Descending the uneven slope to the east, then crossing a stone bridge one arrives at Master Hu’s ancestral shrine. It is directly south of the Hall of Purity and Profundity. At times the Hu family assembles inside to perform rites and rituals, and when the formalities are over the gate is closed so visitors can rarely even steal a glimpse of the shrine. From here one passes by a wall and spies a little hill of varied contours and then, after mounting a flight of approximately one hundred steps, one comes upon several east-facing rooms surrounded by thick bamboo hedges and the beguiling red blooms of eight or nine begonia shrubs. This is the Study of Spring Slumber. A view of the backyard of the Study reveals an orchard; the greens and yellows of peach, prune, plum, apricot and loquat are plentiful, delectable and ready for harvesting. 坡陀東下，渡石橋，北與清遠堂正對，為主人家祠，時聚子孫習禮其中，祭畢，合其扉，游人希得窺也。度垣得小丘，若岯若岊，拾級百步許，有面東之屋數楹，編竹為藩籬，海堂八九株，花時嫣紅欲滴，為‘春睡軒’。后瞰果圃，多桃、李、梅、杏、枇杷，青黃累累，鮮美可摘。

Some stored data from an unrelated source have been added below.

PR #443, opened 2022-10-25
Add composite action CI Setup rename ci-build.yml to ci.yml

mgkwill:


mgkwill:
@PhilippPlank @mathisrichter  FYI - I've moved to a composite action in https://github.com/lava-nc/ci-setup-composite-action since there is so much duplication in our jobs.

PR #467, opened 2022-11-08
Fix test_exception_handling.py

shaline-koh:
With the implementation of C++ backend for message passing, `test_exception_handling.py` no longer passes as the exception is not passed to the parent process.

This PR implements a workaround by creating a shared memory block which increments a counter when `run_spk` is called and `time_step > 1`. When the process terminates, the test case will assert that the counter has been incremented.


seowwj:
Unit test CI is currently failing at `test_file_descriptor.py` with `SegmentationFault`

tests/lava/magma/runtime/test_exception_handling.py
```diff
@@ -93,19 +123,17 @@ def test_one_pm(self):
...
+        proc.run(condition=run_steps, run_cfg=run_cfg)
 
-        exception = context.exception
-        self.assertEqual(RuntimeError, type(exception))
-        # 1 exception in the ProcessModel expected
-        self.assertTrue('1 Exception(s) occurred' in str(exception))
+        # Check that the error count has increased to 1
+        existing_shm = shared_memory.SharedMemory(name='error_block')
+        res = np.ndarray((1,), buffer=existing_shm.buf)
+        self.assertEqual(res[0], 1)
```
killight98, line 131: - could mv `existing_shm.close()` before assert func?
- add proc.stop()

tests/lava/magma/runtime/test_exception_handling.py
```diff
@@ -121,19 +149,17 @@ def test_two_pm(self):
...
+        sender.run(condition=run_steps, run_cfg=run_cfg)
 
-        exception = context.exception
-        self.assertEqual(RuntimeError, type(exception))
-        # 2 Exceptions in the ProcessModels expected
-        self.assertTrue('2 Exception(s) occurred' in str(exception))
+        # Check that the error count has increased to 2
+        existing_shm = shared_memory.SharedMemory(name=self.shm_name)
+        res = np.ndarray((1,), buffer=existing_shm.buf)
+        self.assertEqual(res[0], 2)
```
killight98, line 157: same with test_one_pm

tests/lava/magma/runtime/test_exception_handling.py
```diff
@@ -150,14 +176,14 @@ def test_three_pm(self):
...
```
killight98, line 184: same with test_one_pm

killight98 (changes requested):

tests/lava/magma/runtime/test_exception_handling.py
```diff
@@ -93,19 +123,18 @@ def test_one_pm(self):
...
-            proc.run(condition=run_steps, run_cfg=run_cfg)
+        proc.run(condition=run_steps, run_cfg=run_cfg)
 
-        exception = context.exception
-        self.assertEqual(RuntimeError, type(exception))
-        # 1 exception in the ProcessModel expected
-        self.assertTrue('1 Exception(s) occurred' in str(exception))
+        # Check that the error count has increased to 1
+        existing_shm = shared_memory.SharedMemory(name='error_block')
+        res = np.ndarray((1,), buffer=existing_shm.buf)
```
killight98, line 130: add np.copy as following:
```py
res = np.copy(np.ndarray((1,), buffer=existing_shm.buf))
```
others are same.

Issue #599, opened 2023-02-01
Make Runtime a Python Context Manager


Gavinator98:
### User story
As a user, I want the Lava runtime to utilize [Python context managers](https://docs.python.org/3/reference/datamodel.html#context-managers) so it is easier to automatically call stop().

The proposed pattern of a runtime would be:
```python
with process_to_run:
    process_to_run.run(condition=RunSteps(num_steps=1000), run_cfg=run_config)
```

If there is interest in this design, I would be happy to implement it.

### Conditions of satisfaction
- A Python context manager can be used to automatically stop runtime.
- [other use cases?]
- Feature is fully unit tested for every use case.
- Public interface of the feature is documented with docstrings, where appropriate.
- Lava coding conventions are met.

mathisrichter:
Hi @Gavinator98 

That is a great idea, thanks for proposing it and volunteering to work on it. We are very happy to support you in developing this nice feature.

Feel free to implement it and open a PR, linking back to this issue. We will review the PR and possibly suggest changes.

Before you start, please have a look at our [Lava developer guide](https://lava-nc.org/developer_guide.html), in particular the section on [Coding Conventions](https://lava-nc.org/developer_guide.html#coding-conventions). The first section of the guide is somewhat outdated but the coding conventions are still up-to-date.

For the PR, there need to be unit tests for all use cases of this feature as well as documentation in terms of docstrings, where appropriate.

We can use the comment section here to communicate if there are questions.
Please do not hesitate to reach out for clarification or help!

Mathis

PR #605, opened 2023-02-04
Update runtime and process to be "with" context managers.

Gavinator98:
Issue Number: #599 

Objective of pull request: Update runtime and processes to be  [Python "with" context managers](https://docs.python.org/3/reference/datamodel.html#context-managers) so it is easier to automatically call stop(). 

## Pull request checklist

- [X] [Issue](https://github.com/lava-nc/lava/issues) created that explains the change and why it's needed
- [X] Tests are part of the PR (for bug fixes / features)
- [X] PR conforms to [Coding Conventions](https://lava-nc.org/developer_guide.html#coding-conventions)
- [X] [PR applys BSD 3-clause or LGPL2.1+ Licenses](https://lava-nc.org/developer_guide.html#add-a-license) to all code files
- [X] Lint (`flakeheaven lint src/lava tests/`) and (`bandit -r src/lava/.`) pass locally
- [X] Build tests (`pytest`) passes locally

## Pull request type

 

 

Please check your PR type:

- [ ] Bugfix
- [X] Feature
- [ ] Build related changes
- [ ] Documentation changes

- Runtime and processes do not support "with" statements.

## What is the new behavior?

- Runtime and processes both support "with" statements.
- When entering a with block the runtime is initialized
- When exiting a with block the runtime is stopped.

### Example:
```
with process_to_run:
    process_to_run.run(condition=RunSteps(num_steps=1000), run_cfg=run_config)
```

- [ ] Yes
- [X] No

### DIFF
--- a/src/lava/magma/core/process/process.py
+++ b/src/lava/magma/core/process/process.py
@@ -7,7 +7,6 @@ import logging
 import typing as ty
 from _collections import OrderedDict
 from dataclasses import dataclass
-from contextlib import AbstractContextManager
 from lava.magma.compiler.executable import Executable
 
 from lava.magma.core.process.interfaces import \
@@ -36,7 +35,7 @@ class ProcessPostInitCaller(type):
         return obj
 
 
-class AbstractProcess(AbstractContextManager, metaclass=ProcessPostInitCaller):
+class AbstractProcess(metaclass=ProcessPostInitCaller):
     """The notion of a Process is inspired by the Communicating Sequential
     Process paradigm for distributed, parallel, and asynchronous programming.
 
@@ -221,6 +220,10 @@ class AbstractProcess(AbstractContextManager, metaclass=ProcessPostInitCaller):
         free compute resources.
         """
         self.stop()
+
+    def __enter__(self):
+        """Required for "with" block."""
+        pass
 
     def __exit__(self, exc_type, exc_val, exc_tb):
         """Stop the runtime when exiting "with" block of a context manager."""
--- a/src/lava/magma/core/process/process.py
+++ b/src/lava/magma/core/process/process.py
@@ -226,9 +226,7 @@ class AbstractProcess(metaclass=ProcessPostInitCaller):
         pass
 
     def __exit__(self, exc_type, exc_val, exc_tb):
-        """
-        Stop the runtime when exiting "with" block.
-        """
+        """Stop the runtime when exiting "with" block of a context manager."""
         self.stop()
 
     def _post_init(self):
--- a/src/lava/magma/core/process/process.py
+++ b/src/lava/magma/core/process/process.py
@@ -221,6 +221,16 @@ class AbstractProcess(metaclass=ProcessPostInitCaller):
         """
         self.stop()
 
+    def __enter__(self):
+        """Required for "with" block."""
+        pass
+
+    def __exit__(self, exc_type, exc_val, exc_tb):
+        """
+        Stop the runtime when exiting "with" block.
+        """
+        self.stop()
+
     def _post_init(self):
         """Called after __init__() method of any sub class via
         ProcessMetaClass to finalize initialization leading to following
--- a/src/lava/magma/core/process/process.py
+++ b/src/lava/magma/core/process/process.py
@@ -222,7 +222,7 @@ class AbstractProcess(metaclass=ProcessPostInitCaller):
         self.stop()
 
     def __enter__(self):
-        """Required for "with" block."""
+        """Executed when Process enters a "with" block of a context manager."""
         pass
 
     def __exit__(self, exc_type, exc_val, exc_tb):
--- a/src/lava/magma/core/process/process.py
+++ b/src/lava/magma/core/process/process.py
@@ -7,6 +7,7 @@ import logging
 import typing as ty
 from _collections import OrderedDict
 from dataclasses import dataclass
+from contextlib import AbstractContextManager
 from lava.magma.compiler.executable import Executable
 
 from lava.magma.core.process.interfaces import \
@@ -35,7 +36,7 @@ class ProcessPostInitCaller(type):
         return obj
 
 
-class AbstractProcess(metaclass=ProcessPostInitCaller):
+class AbstractProcess(AbstractContextManager, metaclass=ProcessPostInitCaller):
     """The notion of a Process is inspired by the Communicating Sequential
     Process paradigm for distributed, parallel, and asynchronous programming.
 
@@ -220,10 +221,6 @@ class AbstractProcess(metaclass=ProcessPostInitCaller):
         free compute resources.
         """
         self.stop()
-
-    def __enter__(self):
-        """Required for "with" block."""
-        pass
 
     def __exit__(self, exc_type, exc_val, exc_tb):
         """Stop the runtime when exiting "with" block of a context manager."""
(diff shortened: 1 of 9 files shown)


weidel-p (approved):
That's a clean and easy implementation and include tests.

If you want, you could demonstrate this feature in the tutorial about execution:
https://github.com/lava-nc/lava/blob/main/tutorials/in_depth/tutorial04_execution.ipynb

PhilippPlank (approved):

gkarray (approved):

src/lava/magma/runtime/runtime.py
```diff
@@ -135,6 +135,14 @@ def __del__(self):
         if self._is_started:
             self.stop()
 
+    def __enter__(self):
+        """Initialize the runtime on entering a "with" block"""
```
mathisrichter, line 139: Missing full-stop at the end of the sentence.

src/lava/magma/core/process/process.py
```diff
@@ -221,6 +221,16 @@ def __del__(self):
         """
         self.stop()
 
+    def __enter__(self):
+        """Required for "with" block."""
```
mathisrichter, line 225: It could be clearer here to explicitly refer to context managers.
```python
"""Executed when Process enters a "with" block of a context manager."""
```

src/lava/magma/core/process/process.py
```diff
@@ -221,6 +221,16 @@ def __del__(self):
...
+        pass
+
+    def __exit__(self, exc_type, exc_val, exc_tb):
+        """
+        Stop the runtime when exiting "with" block.
+        """
```
mathisrichter, line 231:
```python
"""Stop the runtime when exiting "with" block of a context manager."""
```

tests/lava/magma/runtime/test_context_manager.py
```diff
@@ -0,0 +1,114 @@
+import unittest
```
mathisrichter, line 1: This is missing a license header. Please add this at the top of the file and leave a blank line to the first import statement.
```python
# Copyright (C) 2021-22 Intel Corporation
# SPDX-License-Identifier: BSD-3-Clause
# See: https://spdx.org/licenses/
```

tests/lava/magma/runtime/test_context_manager.py
```diff
@@ -0,0 +1,114 @@
...
+        self.u = Var(shape=shape, init=0)
+        self.v = Var(shape=shape, init=0)
+
+
+@implements(proc=SimpleProcess, protocol=LoihiProtocol)
+@requires(CPU)
+class SimpleProcessModel(PyLoihiProcessModel):
+    """
+    Defines a SimpleProcessModel
+    """
```
mathisrichter, line 32: This docstring can be removed as it does not add additional information.

tests/lava/magma/runtime/test_context_manager.py
```diff
@@ -0,0 +1,114 @@
...
+    u = LavaPyType(int, int)
+    v = LavaPyType(int, int)
+
+
+class SimpleRunConfig(RunConfig):
+    """
+    Defines a simple run config
+    """
```
mathisrichter, line 40: This docstring can be removed as it does not add additional information.

tests/lava/magma/runtime/test_context_manager.py
```diff
@@ -0,0 +1,114 @@
...
+        Ensures process/runtime is stopped if context manager fails to
+        """
+        self.stoppable.stop()
+
+    def test_context_manager_stops_process(self):
+        """
+        Verifies context manager stops process when exiting "with" block
+        """
+        process = SimpleProcess(shape=(2, 2))
+        self.stoppable = process
```
mathisrichter, line 69: Please consider declaring the `self.stoppable` in the `setUp()` method. Maybe something like this:
```python
import typing

class Stoppable(typing.Protocol):
    def stop() -> None:
        ...

def setUp(self) -> None:
    self.stoppable: Stoppable = None
```

tests/lava/magma/runtime/test_context_manager.py
```diff
@@ -0,0 +1,114 @@
...
+            sleep(2)
+
+        self.assertFalse(process.runtime._is_running)
+        self.assertFalse(process.runtime._is_started)
+
+    def test_context_manager_stops_runtime(self):
+        """
+        Verifies context manager stops runtime when exiting "with" block
+        """
+        self.process = SimpleProcess(shape=(2, 2))
```
mathisrichter, line 86: In the other test, `process` was a local variable, not a member `self.process`. Why use a member here?

mathisrichter (changes requested):
Hi @Gavinator98 

This looks very nice. Thanks for your work on this feature!

You are testing this feature with the `RunContinuous` run condition only, which uses a non-blocking call by default. Could you please also add tests for the `RunSteps` condition? One with `RunSteps(num_steps=..., blocking=True)` (the default) and one with `RunSteps(num_steps=..., blocking=False)`. It should be fine to only test these variants on the Process. You do not have to also test them for the runtime.

I also added a few minor suggestions. Could you please address those as well?

Thanks!

src/lava/magma/runtime/runtime.py
mathisrichter: Please check throughout, I did not mark this everywhere.

Gavinator98:
> Hi @Gavinator98
> 
> This looks very nice. Thanks for your work on this feature!
> 
> You are testing this feature with the `RunContinuous` run condition only, which uses a non-blocking call by default. Could you please also add tests for the `RunSteps` condition? One with `RunSteps(num_steps=..., blocking=True)` (the default) and one with `RunSteps(num_steps=..., blocking=False)`. It should be fine to only test these variants on the Process. You do not have to also test them for the runtime.
> 
> I also added a few minor suggestions. Could you please address those as well?
> 
> Thanks, Mathis

Thanks for the feedback, I'll try and address your comments early next week. One question, most of the test code is derived from [/tests/lava/magma/runtime/test_run_continuously_and_pause.py](https://github.com/lava-nc/lava/blob/main/tests/lava/magma/runtime/test_run_continuously_and_pause.py) Would it make sense to refactor SimpleProcess, etc for both into a utils module?

mathisrichter:
Sure, removing code duplication of unit tests is a valuable goal. Go for it and refactor shared code into a module but make sure you do not introduce dependencies between unit tests, where the behavior of one test is influenced by another.
It may also be worth renaming the Processes and ProcessModels. I feel that `SimpleProcess` is not very descriptive and could just be named `Process` or something short that explains what it is for.

You will notice that we have a lot of code duplication in unit test infrastructure throughout Lava tests... Maybe you will set a good example here that others will follow. Thanks for your initiative!

tests/lava/magma/runtime/test_context_manager.py
Gavinator98: This originated from an older version of the test where `self.stoppable` was `self.process`. As it is no longer needed I updated `process` to be a local variable.

Gavinator98:
> 

On further review, a majority of the tests have similar classes to `SimpleProcess` with slightly different names, variables, and number of processes. I don't think it makes sense to make that change anymore since it would only be shared by two of the test classes.

mathisrichter (approved):

mathisrichter:
Thanks, @Gavinator98 for this great new addition to Lava! If you are interested in contributing further in some form, do not hesitate to reach out. :)

Issue #606, opened 2023-02-06
Graded spike payload in pre-synaptic trace updates - `floating-pt` and `bit-approximate-loihi`


gkarray:
### User story
As a user of the learning API, I would like to use graded spike payloads to update pre-synaptic traces in order to implement more complex learning algorithms.  Especially, this is critical for prototype-based learning approaches.

Note: This story is for `floating-pt` and `bit-approximate-loihi` LearningDense PyProcessModels only.

### Conditions of satisfaction
- Works in simulation (`floating-pt` and `bit-approximate-loihi`)
- When there is a graded pre-synaptic spike on a learning-enabled synapse, this graded value could overwrite or be added to the pre-synaptic trace.
- The test coverage of the newly added module is >90%.
- The code has been reviewed and is merged into `main`.

### Acceptance tests
- Test that the pre-trace value is updated to or by the graded spike value after the pre-synaptic graded spike
- Test that pre-synaptic trace still decays exponentially with the given time constant
- Test that this pre-synaptic trace can be used in the learning engine as usual

### Tasks
- [x] Implement the feature on CPU backend (floating-point, bit-approximate)
- [x] Write unit tests
- [x] Update documentation (GK, 2h)
- [ ] Get 2 reviews (PW, EH, PP/MR?), merge into main (4h)

PR #607, opened 2023-02-06
Graded spike payload in pre-synaptic trace updates - `floating-pt` and `bit-approximate-loihi`

gkarray:
Issue Number: #606

Objective of pull request: As a user of the learning API, I would like to use graded spike payloads to update pre-synaptic traces in order to implement more complex learning algorithms. Especially, this is critical for prototype-based learning approaches.

## Pull request checklist

## Pull request type

 

 

Please check your PR type:

- [ ] Bugfix
- [x] Feature
- [ ] Build related changes
- [ ] Documentation changes

- Currently, feature described by the user story is not present.

## What is the new behavior?

- The feature described by the user story is present.

- [ ] Yes
- [x] No


src/lava/magma/core/learning/constants.py
```diff
@@ -85,3 +86,10 @@
     str_symbols.Y2: 1,
     str_symbols.Y3: 2
 }
+
+
+class GradedSpikeCfg(IntEnum):
+    DEFAULT = 0
```
mathisrichter, line 92: I wonder if this should have a descriptive name also, for example, `UPDATE`. The fact that it is the default should be reflected in the default value where it is instantiated.

src/lava/magma/core/model/py/connection.py
```diff
@@ -631,36 +635,80 @@ def _init_randoms(self) -> None:
...
+        trace x1 by payload/2, upon spiking.
+        (2) GradedSpikeCfg.ADD_SATURATION adds payload/2 to the pre-synaptic
+        trace x1, upon spiking, saturates x1 to 127.
+        (3) GradedSpikeCfg.ADD_NO_SATURATION adds payload/2 to the pre-synaptic
+        trace x1, upon spiking, keeps only overflow from 127 in x1,
+        adds regular impulse to x2 on overflow.
+
+        Within-epoch spike times are recorded.
+        With GradedSpikeCfg.ADD_NO_SATURATION, only spike times of spikes
+        triggering x1 overflow and x2 impulse addition are recorded.
```
mathisrichter, line 654: This docstring is copied to several places within this file. Can that be defined once in a central location and just referenced elsewhere?

src/lava/magma/core/model/py/connection.py
```diff
@@ -726,7 +774,7 @@ def _compute_trace_histories(self) -> typing.Tuple[np.ndarray, np.ndarray]:
 
         # most naive algorithm to decay traces
         # TODO decay only for important time-steps
```
mathisrichter, line 776: See comment below

src/lava/magma/core/model/py/connection.py
```diff
@@ -726,7 +774,7 @@ def _compute_trace_histories(self) -> typing.Tuple[np.ndarray, np.ndarray]:
 
         # most naive algorithm to decay traces
```
mathisrichter, line 775: Is this a hidden todo? If so, create an issue for developing a more sophisticated algorithm. If not, just remove the comment; also in the other place where it showed up, below.

tests/lava/proc/dense/test_learning.py
```diff
@@ -0,0 +1,1649 @@
...
+
+        return pattern_pre, learning_dense, pattern_post
+
+    expected_x1_data_default = \
+        [0.0, 0.0, 0.0, 0.0, 0.0, 0.0, 0.0, 12.0, 12.0, 12.0, 12.0, 24.0, 24.0,
+         24.0, 24.0, 19.0, 19.0, 19.0, 19.0, 27.0, 27.0, 27.0, 27.0, 34.0, 34.0,
+         34.0, 34.0, 25.0, 25.0, 25.0, 25.0, 19.0, 19.0, 19.0, 19.0, 15.0, 15.0,
+         15.0, 15.0, 26.0, 26.0, 26.0, 26.0, 20.0, 20.0, 20.0, 20.0, 16.0, 16.0,
+         16.0, 16.0, 12.0, 12.0, 12.0, 12.0, 24.0, 24.0, 24.0, 24.0, 18.0, 18.0,
+         18.0, 18.0]
```
mathisrichter, line 953: Where do these values come from? How do you know that these are expected? Can we make that more explicit so that the test code becomes more readable to people?

Do we need 63 time steps to make sure the algorithm is working as expected? If it were just 5, for instance, the difference between the different modes would be more obvious - I guess.

mathisrichter (commented):
I have not reviewed this to a point, where I could approve or block it, so I am just leaving comments.

It all looks good though, at least from a high level coding-style point of view. I only added a few minor remarks.

The one thing we could maybe improve are the known-value tests. It is not clear where the known values come from or how we know they are correct. There are also so many that the significance of individual numbers is unclear. Please keep in mind that someone will at some point look at this code and need to understand why all these values as deemed correct. Make sure that it is very easy to understand that from the code. That person could be yourself one year from now. :)

tests/lava/proc/dense/test_learning.py
```diff
@@ -0,0 +1,1649 @@
...
+        [0.0, 0.0, 0.0, 0.0, 0.0, 0.0, 0.0, 12.4608125, 12.4608125, 12.4608125,
+         12.4608125, 24.9285623, 24.9285623, 24.9285623, 24.9285623, 17.8620954,
+         17.8620954, 17.8620954, 17.8620954, 26.3424583, 26.3424583, 26.3424583,
+         26.3424583, 32.4189037, 32.4189037, 32.4189037, 32.4189037, 23.2291596,
+         23.2291596, 23.2291596, 23.2291596, 16.6444202, 16.6444202, 16.6444202,
+         16.6444202, 11.9262482, 11.9262482, 11.9262482, 11.9262482, 23.2662409,
+         23.2662409, 23.2662409, 23.2662409, 16.6709901, 16.6709901, 16.6709901,
+         16.6709901, 11.9452864, 11.9452864, 11.9452864, 11.9452864, 8.5591717,
+         8.5591717, 8.5591717, 8.5591717, 22.1329145, 22.1329145, 22.1329145,
+         22.1329145, 15.8589262, 15.8589262, 15.8589262, 15.8589262]
```
mathisrichter, line 103: Same here, where do these values come from?

tests/lava/proc/dense/test_learning.py
gkarray: These values come from the simulation itself. They have been thoroughly validated (in the sense that they approximate the chip behavior). The purpose of these known value tests is to help us notice breaking changes in the future (which would make these tests fail.

As for the second question, the choice of 63 is arbitrary here. It could have been something else. It is true that the fact that number is high makes the difference between the different modes less obvious to the user/developer reading this code snippet.

However, the results we are testing for here depend not only on the chosen mode, but also on:
1. The learning rule condition (for each mode, all three different learning rule conditions are tested)
2. The epoch length (set to 4 in all these tests)
3. Pre-synaptic spiking history
4. Pre-synaptic within-epoch spike times
5. Post-synaptic spiking history (in some cases)

The purpose of having a high enough number of time steps is for making the pre/post-synaptic spiking history and pre-synaptic within epoch spike times more "diverse", so that we can cover more cases in each test.

src/lava/magma/core/model/py/connection.py
gkarray: Addressed this.

src/lava/magma/core/learning/constants.py
gkarray: Addressed this.

src/lava/magma/core/learning/constants.py
```diff
@@ -85,3 +86,10 @@
...
+    OVERWRITE = 1
+    ADD_SATURATION = 2
+    ADD_NO_SATURATION = 3
```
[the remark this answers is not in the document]
gkarray: Addressed this.

src/lava/magma/core/model/py/connection.py
```diff
@@ -1191,7 +1290,7 @@ def _compute_trace_histories(self) -> typing.Tuple[np.ndarray, np.ndarray]:
...
         # TODO decay only for important time-steps
```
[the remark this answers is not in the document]
gkarray: Addressed this.

src/lava/magma/core/model/py/connection.py
```diff
@@ -1114,37 +1181,69 @@ def _store_impulses_and_taus(self) -> None:
...
+            self.x1[spiked] = scaled_activations[spiked]
+
+        elif self._graded_spike_cfg == GradedSpikeCfg.ADD_SATURATION or \
+                self._graded_spike_cfg == GradedSpikeCfg.ADD_NO_SATURATION:
+            sums = self.x1 + scaled_activations
+
+            # if self._graded_spike_cfg == GradedSpikeCfg.ADD_NO_SATURATION:
+            #     overflow_idx = sums > 127
+            #     update_t_spike = update_t_spike & overflow_idx
+            #     x2_update_idx = x2_update_idx & overflow_idx
```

Taking leave of the wicket gate, one immediately arrives at the eastern causeway of the lake. Next to it is a waterside pavilion inscribed with the name Glistening Waves by the Willowy Bank. It emulates the erstwhile horizontal tablet by Bao Shichen and is particularly fitting for this site. Over on the other side of the lake one spots the Thatched Cottage of Cultivation and Tillage, the scenery reminding one of a rustic life. There is another hall on the east, close and connected. A vermillion bridge with green balustrades traverses the lake, under which people in the boat come and go singing joyfully. Crossing over the bridge one finds oneself on a winding path that circles back upon itself, and above, trellises covered with hanging grapevines and a canopy of leaves serve to occlude the sun. Entering a west-facing door, adjacent to the Residence of Water and Rocks, one then sees a three-room tower, wherein thousands of scrolls are stored and arranged like standing screens, and the master frequently recites poetry and composes prose there. Following the tower to the east, one arrives directly at the winding corridors, which lead again to the Study of No-Retreat. 出籬門，值塘之東堤，堤旁臨水榭，暑曰：‘柳岸波光’，撫包先生慎伯舊榜，而於此地為特宜。隔岸望‘課耕草堂’，風景如在村落間。又東一堂，扣而通之，朱橋碧欄，橫亙於上，泛艇之人，往來放歌於其下。度橋，彎環曲徑，葡萄連架，覆蔓垂藤，綠蔭蔽日。入西向一門，為樓三楹，與水石居相近，其中積軸萬卷，庋置如屏，主人每吟嘯其上，弄丹黃也。循樓而東，直達回廊，復與無隱精舍接矣。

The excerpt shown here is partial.